=== Work to be completed ===
Which lines in the records below contain the word "using"? Return each of them.

Records from a data collection:
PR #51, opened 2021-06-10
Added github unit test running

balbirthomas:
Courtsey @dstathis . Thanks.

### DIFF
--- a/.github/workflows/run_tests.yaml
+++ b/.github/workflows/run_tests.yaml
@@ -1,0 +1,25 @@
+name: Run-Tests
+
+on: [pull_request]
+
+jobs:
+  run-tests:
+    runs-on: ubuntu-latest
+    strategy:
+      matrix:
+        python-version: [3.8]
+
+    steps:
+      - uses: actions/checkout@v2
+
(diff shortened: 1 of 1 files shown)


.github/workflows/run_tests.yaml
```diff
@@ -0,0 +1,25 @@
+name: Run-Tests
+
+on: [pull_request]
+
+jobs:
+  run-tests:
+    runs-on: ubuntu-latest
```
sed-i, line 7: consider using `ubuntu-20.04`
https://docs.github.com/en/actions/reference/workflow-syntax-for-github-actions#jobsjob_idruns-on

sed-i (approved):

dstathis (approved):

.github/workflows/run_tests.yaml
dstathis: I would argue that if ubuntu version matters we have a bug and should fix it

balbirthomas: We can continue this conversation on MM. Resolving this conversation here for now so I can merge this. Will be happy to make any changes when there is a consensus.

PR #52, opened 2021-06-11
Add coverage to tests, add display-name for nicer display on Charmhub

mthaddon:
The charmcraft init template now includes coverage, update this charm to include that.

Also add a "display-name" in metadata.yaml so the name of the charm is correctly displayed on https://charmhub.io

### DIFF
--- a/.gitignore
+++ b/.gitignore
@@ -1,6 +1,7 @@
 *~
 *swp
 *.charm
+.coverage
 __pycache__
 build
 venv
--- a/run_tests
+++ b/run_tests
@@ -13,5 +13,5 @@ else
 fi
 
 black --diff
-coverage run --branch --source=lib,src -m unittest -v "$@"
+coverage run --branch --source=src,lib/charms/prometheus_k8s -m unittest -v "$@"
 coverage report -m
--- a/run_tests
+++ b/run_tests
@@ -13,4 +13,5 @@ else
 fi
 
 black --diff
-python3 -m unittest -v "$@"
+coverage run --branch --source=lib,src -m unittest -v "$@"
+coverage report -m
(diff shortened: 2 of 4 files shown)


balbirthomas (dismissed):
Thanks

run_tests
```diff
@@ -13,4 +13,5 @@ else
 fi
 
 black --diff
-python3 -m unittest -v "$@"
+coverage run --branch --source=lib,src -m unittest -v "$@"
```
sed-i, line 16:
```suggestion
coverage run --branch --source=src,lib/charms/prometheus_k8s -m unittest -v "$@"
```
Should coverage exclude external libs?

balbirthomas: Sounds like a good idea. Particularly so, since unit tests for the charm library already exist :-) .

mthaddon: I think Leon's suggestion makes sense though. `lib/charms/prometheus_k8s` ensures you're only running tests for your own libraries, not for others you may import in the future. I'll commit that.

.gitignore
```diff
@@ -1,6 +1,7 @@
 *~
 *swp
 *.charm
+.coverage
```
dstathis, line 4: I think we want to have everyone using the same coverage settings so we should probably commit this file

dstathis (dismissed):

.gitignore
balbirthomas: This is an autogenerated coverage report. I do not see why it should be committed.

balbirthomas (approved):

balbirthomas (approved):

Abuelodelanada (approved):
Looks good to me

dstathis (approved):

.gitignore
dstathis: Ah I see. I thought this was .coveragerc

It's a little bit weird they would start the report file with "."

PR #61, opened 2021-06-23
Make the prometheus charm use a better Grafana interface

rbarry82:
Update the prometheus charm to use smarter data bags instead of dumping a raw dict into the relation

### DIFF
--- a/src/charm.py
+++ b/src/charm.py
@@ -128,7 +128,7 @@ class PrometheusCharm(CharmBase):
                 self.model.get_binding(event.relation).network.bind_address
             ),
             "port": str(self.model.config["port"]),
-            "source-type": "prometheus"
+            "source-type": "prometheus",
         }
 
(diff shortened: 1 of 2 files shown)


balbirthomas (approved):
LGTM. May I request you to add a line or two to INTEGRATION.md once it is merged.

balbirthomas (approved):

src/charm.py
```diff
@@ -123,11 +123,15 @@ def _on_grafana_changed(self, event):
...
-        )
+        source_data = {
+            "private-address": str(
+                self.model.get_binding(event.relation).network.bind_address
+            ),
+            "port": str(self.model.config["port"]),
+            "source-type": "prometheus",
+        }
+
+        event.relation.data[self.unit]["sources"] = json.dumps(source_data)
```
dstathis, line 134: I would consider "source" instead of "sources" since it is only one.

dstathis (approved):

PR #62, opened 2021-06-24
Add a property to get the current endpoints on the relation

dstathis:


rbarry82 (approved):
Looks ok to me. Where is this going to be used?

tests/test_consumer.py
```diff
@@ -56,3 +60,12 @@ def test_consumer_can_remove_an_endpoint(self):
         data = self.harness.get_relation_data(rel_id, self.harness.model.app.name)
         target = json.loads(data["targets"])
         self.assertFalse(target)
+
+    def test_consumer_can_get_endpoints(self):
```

=== Result of this exercise ===
sed-i, line 7: consider using `ubuntu-20.04`
dstathis, line 4: I think we want to have everyone using the same coverage settings so we should probably commit this file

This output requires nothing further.